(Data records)
────────

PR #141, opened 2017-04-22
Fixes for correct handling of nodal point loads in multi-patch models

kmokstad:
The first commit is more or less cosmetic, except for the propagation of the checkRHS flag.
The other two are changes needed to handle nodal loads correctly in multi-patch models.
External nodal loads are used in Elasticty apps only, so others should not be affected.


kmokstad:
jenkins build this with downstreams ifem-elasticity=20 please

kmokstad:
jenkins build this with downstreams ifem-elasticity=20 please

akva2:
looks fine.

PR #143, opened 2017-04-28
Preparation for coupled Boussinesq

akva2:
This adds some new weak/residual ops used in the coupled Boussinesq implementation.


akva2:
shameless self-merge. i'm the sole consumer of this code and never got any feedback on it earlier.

────────

All entries above are to be reproduced exactly.

PR #141, opened 2017-04-22
Fixes for correct handling of nodal point loads in multi-patch models

kmokstad:
The first commit is more or less cosmetic, except for the propagation of the checkRHS flag.
The other two are changes needed to handle nodal loads correctly in multi-patch models.
External nodal loads are used in Elasticty apps only, so others should not be affected.


kmokstad:
jenkins build this with downstreams ifem-elasticity=20 please

kmokstad:
jenkins build this with downstreams ifem-elasticity=20 please

akva2:
looks fine.

PR #143, opened 2017-04-28
Preparation for coupled Boussinesq

akva2:
This adds some new weak/residual ops used in the coupled Boussinesq implementation.


akva2:
shameless self-merge. i'm the sole consumer of this code and never got any feedback on it earlier.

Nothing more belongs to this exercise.